## Your assignment
Give the number of lines in the records below that include "config", and nothing more.
═════ Records shown
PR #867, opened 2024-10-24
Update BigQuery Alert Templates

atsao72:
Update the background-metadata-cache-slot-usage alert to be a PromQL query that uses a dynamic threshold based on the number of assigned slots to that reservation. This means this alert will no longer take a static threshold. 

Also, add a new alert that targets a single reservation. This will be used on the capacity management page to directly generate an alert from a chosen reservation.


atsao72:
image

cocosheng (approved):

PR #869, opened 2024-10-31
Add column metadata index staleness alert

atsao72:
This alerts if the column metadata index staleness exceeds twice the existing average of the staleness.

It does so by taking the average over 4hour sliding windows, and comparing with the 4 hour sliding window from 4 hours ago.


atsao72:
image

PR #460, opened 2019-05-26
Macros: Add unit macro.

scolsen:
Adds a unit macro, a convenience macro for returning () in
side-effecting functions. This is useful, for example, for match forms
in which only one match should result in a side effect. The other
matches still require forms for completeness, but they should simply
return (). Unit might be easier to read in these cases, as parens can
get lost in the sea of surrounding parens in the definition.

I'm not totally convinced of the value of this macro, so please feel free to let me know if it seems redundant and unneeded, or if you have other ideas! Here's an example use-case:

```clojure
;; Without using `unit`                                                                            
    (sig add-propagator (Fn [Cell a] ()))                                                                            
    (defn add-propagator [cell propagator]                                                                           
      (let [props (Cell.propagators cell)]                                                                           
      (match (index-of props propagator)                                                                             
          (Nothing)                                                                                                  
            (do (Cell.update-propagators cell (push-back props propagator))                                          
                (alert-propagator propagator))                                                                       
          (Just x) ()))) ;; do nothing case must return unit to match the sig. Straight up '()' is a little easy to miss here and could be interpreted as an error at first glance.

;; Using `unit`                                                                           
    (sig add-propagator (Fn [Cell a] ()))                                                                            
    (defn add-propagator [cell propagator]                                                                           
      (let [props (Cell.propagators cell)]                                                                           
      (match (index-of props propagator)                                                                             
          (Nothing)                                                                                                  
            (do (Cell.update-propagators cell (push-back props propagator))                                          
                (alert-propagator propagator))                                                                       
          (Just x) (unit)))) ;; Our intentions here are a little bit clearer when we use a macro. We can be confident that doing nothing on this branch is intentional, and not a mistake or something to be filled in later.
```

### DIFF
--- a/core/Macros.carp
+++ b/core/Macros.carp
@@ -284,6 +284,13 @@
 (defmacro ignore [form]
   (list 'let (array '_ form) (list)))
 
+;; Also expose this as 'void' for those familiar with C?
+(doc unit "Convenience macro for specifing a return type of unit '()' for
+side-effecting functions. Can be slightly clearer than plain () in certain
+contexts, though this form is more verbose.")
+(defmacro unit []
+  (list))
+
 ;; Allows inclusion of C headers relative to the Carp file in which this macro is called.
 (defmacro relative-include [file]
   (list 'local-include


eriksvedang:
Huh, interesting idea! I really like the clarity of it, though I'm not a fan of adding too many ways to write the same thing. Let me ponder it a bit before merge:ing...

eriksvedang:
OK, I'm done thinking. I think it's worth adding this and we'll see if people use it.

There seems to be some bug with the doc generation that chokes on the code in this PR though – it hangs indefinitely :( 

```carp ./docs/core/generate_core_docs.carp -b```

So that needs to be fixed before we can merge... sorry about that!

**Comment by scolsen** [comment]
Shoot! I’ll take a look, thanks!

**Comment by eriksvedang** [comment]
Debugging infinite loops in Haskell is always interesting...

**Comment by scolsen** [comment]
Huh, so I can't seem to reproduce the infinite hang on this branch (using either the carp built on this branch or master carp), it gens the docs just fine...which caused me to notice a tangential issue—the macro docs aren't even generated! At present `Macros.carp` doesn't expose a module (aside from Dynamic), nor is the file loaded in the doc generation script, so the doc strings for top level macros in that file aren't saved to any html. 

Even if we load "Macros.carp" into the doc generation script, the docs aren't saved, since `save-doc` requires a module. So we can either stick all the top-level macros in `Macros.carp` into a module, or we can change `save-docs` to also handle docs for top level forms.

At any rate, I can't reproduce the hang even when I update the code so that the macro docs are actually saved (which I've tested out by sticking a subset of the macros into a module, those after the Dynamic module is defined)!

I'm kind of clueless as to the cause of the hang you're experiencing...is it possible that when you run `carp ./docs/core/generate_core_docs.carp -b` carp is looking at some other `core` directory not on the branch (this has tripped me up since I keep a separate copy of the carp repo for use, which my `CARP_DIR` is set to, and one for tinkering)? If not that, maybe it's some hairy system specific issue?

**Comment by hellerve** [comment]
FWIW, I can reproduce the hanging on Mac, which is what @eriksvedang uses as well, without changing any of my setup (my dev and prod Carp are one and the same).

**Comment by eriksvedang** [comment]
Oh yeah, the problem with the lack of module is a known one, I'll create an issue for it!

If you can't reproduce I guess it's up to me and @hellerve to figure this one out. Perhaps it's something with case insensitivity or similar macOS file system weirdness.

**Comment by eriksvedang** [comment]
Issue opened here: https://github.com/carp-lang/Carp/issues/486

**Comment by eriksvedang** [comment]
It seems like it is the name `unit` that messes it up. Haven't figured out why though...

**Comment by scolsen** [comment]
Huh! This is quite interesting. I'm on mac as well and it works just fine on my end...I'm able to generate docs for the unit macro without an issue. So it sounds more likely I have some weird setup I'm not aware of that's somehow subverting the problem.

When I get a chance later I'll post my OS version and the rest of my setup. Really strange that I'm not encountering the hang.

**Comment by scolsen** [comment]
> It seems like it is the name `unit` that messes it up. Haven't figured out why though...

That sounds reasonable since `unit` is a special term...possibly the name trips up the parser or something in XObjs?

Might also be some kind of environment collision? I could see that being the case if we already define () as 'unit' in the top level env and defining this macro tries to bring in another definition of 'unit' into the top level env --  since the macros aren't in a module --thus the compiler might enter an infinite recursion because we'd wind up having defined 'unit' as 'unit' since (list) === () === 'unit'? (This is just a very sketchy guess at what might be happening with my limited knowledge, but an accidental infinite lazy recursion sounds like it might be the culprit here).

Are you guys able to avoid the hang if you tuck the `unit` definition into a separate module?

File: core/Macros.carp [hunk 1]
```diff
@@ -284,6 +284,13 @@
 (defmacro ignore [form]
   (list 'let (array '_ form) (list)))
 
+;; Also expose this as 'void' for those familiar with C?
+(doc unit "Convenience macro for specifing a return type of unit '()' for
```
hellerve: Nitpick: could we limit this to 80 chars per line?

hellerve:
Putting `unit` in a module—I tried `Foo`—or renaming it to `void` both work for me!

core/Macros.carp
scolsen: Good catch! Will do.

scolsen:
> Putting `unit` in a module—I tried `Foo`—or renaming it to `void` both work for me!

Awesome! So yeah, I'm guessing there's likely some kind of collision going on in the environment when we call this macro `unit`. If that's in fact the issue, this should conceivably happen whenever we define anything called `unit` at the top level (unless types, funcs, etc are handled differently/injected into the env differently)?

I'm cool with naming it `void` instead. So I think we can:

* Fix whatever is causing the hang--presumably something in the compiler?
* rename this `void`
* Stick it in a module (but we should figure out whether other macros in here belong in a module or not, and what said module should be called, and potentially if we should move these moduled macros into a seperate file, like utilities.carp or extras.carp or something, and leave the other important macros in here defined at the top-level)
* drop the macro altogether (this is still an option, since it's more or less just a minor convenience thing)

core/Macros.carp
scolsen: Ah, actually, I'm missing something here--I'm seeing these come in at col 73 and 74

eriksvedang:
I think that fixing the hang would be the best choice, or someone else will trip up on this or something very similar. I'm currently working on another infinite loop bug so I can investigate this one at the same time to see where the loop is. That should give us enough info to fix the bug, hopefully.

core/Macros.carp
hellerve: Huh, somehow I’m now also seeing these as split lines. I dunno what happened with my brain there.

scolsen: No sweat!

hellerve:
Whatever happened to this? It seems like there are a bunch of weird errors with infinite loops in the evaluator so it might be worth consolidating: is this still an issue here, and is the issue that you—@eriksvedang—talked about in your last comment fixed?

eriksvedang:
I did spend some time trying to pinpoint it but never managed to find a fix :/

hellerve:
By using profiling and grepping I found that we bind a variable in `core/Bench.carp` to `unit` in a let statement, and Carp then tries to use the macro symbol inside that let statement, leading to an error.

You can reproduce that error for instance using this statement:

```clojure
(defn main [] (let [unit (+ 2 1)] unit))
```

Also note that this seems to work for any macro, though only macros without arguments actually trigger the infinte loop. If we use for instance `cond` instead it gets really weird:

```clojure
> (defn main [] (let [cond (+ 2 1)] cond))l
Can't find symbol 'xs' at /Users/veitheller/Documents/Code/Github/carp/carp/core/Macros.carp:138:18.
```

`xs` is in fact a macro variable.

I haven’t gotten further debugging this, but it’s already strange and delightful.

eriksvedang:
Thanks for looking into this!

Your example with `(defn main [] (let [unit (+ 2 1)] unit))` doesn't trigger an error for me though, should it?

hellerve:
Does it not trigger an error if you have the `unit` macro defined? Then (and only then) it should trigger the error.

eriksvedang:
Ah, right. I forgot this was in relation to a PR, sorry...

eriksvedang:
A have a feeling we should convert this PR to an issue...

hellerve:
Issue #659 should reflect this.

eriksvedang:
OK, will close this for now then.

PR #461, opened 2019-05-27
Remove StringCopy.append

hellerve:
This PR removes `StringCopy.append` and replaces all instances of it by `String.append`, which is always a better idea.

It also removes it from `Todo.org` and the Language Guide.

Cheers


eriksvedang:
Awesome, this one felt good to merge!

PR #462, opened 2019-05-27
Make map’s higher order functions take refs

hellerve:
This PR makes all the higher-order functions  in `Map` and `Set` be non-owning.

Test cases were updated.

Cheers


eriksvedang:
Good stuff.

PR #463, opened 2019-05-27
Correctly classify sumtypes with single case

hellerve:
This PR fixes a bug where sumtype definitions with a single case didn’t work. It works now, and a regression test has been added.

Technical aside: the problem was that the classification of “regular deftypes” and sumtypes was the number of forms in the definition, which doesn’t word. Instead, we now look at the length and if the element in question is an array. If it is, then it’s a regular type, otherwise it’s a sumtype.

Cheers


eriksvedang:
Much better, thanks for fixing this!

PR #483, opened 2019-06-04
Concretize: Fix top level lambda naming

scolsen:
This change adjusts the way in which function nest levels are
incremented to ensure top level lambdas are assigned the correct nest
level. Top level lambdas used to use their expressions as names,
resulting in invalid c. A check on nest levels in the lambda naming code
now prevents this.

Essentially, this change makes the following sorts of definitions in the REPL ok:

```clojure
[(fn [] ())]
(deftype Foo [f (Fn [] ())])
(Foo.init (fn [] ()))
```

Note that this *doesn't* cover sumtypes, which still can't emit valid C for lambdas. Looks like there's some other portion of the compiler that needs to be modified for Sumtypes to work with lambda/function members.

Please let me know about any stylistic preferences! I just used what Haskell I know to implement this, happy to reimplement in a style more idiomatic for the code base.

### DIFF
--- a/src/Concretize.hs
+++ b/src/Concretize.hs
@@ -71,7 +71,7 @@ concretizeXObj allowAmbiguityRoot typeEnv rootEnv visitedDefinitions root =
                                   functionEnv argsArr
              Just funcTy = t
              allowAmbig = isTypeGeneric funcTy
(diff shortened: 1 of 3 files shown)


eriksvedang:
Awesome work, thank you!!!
══════════
═════ Records shown
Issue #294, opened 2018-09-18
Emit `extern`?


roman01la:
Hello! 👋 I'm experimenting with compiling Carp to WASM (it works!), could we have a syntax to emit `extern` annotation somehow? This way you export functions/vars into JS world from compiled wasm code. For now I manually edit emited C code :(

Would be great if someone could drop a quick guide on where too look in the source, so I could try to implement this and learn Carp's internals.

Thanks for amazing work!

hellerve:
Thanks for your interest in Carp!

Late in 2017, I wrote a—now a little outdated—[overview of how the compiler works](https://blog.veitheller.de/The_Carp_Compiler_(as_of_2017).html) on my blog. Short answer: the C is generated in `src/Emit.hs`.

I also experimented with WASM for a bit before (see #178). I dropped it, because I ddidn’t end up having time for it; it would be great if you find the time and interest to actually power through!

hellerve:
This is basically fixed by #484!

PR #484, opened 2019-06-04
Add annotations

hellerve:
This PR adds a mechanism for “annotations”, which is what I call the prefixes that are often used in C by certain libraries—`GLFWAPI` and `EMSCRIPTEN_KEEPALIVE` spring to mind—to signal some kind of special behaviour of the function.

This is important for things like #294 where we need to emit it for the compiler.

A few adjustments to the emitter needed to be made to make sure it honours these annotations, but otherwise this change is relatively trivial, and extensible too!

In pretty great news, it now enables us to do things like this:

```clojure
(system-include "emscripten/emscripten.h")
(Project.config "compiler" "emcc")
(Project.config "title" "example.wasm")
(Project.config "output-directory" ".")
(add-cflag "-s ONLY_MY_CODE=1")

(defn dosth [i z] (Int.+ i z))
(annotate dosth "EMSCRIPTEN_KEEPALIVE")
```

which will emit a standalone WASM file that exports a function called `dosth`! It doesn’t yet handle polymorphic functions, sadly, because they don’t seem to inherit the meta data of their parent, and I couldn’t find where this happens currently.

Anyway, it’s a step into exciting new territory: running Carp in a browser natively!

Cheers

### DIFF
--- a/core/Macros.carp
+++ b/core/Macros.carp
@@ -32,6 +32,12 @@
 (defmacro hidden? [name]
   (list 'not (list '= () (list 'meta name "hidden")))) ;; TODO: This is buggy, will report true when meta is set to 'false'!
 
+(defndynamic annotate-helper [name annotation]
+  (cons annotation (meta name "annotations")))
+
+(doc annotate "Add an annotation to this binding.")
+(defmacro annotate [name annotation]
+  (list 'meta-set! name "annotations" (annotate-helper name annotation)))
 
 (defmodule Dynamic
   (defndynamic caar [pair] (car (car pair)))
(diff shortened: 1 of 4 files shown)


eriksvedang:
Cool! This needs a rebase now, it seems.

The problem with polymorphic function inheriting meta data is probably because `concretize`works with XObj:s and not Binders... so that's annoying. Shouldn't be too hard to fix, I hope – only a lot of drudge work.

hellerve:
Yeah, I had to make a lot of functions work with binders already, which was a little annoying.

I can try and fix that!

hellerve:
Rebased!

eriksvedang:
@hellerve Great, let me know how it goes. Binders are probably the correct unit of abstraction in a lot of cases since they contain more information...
══════════
═════ Records shown
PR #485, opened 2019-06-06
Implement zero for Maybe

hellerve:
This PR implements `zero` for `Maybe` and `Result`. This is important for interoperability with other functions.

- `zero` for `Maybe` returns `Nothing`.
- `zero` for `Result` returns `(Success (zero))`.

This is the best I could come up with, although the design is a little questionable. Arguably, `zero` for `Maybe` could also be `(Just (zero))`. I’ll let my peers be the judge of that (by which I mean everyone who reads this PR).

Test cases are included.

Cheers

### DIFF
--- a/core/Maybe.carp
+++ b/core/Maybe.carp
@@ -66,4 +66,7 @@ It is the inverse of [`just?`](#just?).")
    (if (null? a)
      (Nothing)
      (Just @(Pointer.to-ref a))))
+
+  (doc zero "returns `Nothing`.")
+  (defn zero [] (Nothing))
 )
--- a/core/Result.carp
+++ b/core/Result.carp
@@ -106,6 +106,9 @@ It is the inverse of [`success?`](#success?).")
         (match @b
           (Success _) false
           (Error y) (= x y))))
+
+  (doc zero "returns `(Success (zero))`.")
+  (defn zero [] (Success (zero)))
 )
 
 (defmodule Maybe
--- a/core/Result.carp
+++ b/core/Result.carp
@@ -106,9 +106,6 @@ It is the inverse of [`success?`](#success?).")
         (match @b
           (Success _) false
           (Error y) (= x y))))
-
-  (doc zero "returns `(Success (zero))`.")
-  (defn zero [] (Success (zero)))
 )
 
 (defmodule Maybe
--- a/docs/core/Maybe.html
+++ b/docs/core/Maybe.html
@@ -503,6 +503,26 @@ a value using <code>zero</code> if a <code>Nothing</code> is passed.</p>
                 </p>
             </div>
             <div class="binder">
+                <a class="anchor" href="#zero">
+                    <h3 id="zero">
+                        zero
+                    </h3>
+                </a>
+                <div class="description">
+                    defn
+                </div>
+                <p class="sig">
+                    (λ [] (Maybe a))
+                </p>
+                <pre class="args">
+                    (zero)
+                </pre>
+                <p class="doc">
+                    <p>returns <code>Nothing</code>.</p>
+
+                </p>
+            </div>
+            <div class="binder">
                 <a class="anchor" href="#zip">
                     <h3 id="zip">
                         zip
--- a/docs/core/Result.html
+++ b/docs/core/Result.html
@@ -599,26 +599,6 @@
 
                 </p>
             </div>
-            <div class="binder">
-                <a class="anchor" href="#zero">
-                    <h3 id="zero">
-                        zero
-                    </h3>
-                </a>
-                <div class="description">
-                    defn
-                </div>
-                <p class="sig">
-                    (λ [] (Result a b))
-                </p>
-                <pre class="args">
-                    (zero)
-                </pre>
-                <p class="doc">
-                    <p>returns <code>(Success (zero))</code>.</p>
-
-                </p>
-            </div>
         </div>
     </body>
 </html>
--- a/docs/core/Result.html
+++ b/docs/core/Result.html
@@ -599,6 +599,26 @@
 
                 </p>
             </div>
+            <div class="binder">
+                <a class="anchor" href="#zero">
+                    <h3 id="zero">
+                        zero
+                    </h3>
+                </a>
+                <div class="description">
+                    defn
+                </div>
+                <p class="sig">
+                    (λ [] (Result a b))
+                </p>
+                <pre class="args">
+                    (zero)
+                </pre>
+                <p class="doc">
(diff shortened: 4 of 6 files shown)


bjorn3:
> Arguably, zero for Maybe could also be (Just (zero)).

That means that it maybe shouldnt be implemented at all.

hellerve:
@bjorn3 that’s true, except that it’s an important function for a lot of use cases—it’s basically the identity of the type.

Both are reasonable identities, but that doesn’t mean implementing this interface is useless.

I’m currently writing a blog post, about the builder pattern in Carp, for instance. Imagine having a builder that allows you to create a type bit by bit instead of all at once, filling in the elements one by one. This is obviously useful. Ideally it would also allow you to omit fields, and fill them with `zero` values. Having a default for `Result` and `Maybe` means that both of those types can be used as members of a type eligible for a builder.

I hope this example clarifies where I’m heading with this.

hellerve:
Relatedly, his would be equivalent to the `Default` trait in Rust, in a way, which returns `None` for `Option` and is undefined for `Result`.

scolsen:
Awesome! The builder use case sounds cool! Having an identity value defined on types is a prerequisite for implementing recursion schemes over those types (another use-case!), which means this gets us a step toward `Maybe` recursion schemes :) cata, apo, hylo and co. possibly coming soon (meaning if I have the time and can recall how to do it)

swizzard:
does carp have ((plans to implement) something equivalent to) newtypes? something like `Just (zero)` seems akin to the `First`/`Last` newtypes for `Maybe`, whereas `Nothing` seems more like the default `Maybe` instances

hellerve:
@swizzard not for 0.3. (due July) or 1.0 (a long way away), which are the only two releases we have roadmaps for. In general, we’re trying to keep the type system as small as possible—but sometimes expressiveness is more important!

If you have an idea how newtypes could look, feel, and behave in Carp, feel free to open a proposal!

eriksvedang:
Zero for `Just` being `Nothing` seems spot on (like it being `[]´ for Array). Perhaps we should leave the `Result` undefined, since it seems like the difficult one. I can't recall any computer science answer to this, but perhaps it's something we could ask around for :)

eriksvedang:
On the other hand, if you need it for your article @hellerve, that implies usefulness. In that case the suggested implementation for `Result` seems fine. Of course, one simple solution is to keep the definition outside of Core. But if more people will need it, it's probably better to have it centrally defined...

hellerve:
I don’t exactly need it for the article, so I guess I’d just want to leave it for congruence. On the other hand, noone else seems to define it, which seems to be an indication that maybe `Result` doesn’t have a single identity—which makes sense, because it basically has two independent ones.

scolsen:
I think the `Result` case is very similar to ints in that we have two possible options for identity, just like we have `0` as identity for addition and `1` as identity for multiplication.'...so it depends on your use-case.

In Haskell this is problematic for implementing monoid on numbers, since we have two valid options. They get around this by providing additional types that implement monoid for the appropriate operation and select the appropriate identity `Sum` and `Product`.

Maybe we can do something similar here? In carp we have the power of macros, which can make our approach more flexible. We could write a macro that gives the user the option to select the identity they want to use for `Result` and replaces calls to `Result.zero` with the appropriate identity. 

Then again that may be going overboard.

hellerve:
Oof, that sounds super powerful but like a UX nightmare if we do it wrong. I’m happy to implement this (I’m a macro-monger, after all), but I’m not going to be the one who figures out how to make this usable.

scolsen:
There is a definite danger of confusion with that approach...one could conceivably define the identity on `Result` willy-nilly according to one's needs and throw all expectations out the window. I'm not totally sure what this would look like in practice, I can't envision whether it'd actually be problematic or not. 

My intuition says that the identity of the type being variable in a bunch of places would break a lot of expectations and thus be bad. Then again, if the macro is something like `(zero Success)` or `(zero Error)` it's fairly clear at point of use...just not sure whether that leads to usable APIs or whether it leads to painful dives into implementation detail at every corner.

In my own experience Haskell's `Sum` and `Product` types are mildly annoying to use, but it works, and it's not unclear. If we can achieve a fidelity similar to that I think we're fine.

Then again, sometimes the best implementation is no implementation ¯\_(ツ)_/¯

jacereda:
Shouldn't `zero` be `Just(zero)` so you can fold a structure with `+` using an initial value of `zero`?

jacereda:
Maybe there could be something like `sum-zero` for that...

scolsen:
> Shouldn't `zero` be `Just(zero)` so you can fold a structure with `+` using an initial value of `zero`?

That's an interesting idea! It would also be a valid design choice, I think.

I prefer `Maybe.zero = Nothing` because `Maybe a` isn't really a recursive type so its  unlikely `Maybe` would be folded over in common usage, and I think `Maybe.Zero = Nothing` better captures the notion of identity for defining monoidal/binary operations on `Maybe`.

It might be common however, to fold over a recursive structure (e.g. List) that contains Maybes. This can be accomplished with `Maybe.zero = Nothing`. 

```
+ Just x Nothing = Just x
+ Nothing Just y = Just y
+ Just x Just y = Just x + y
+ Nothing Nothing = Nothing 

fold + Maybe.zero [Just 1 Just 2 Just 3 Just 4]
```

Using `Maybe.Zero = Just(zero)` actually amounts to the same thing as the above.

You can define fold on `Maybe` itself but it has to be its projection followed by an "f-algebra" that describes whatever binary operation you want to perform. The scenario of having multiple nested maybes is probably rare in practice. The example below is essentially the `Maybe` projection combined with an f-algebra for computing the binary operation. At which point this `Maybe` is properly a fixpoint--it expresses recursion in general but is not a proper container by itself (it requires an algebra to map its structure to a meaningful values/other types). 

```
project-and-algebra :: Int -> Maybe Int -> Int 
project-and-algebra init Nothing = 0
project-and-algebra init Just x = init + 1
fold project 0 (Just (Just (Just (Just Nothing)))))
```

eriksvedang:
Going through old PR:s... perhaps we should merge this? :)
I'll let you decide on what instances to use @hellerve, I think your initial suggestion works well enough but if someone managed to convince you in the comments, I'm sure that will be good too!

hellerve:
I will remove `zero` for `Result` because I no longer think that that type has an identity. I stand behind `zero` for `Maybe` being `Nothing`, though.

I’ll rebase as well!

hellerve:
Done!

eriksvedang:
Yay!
══════════
## Solution
3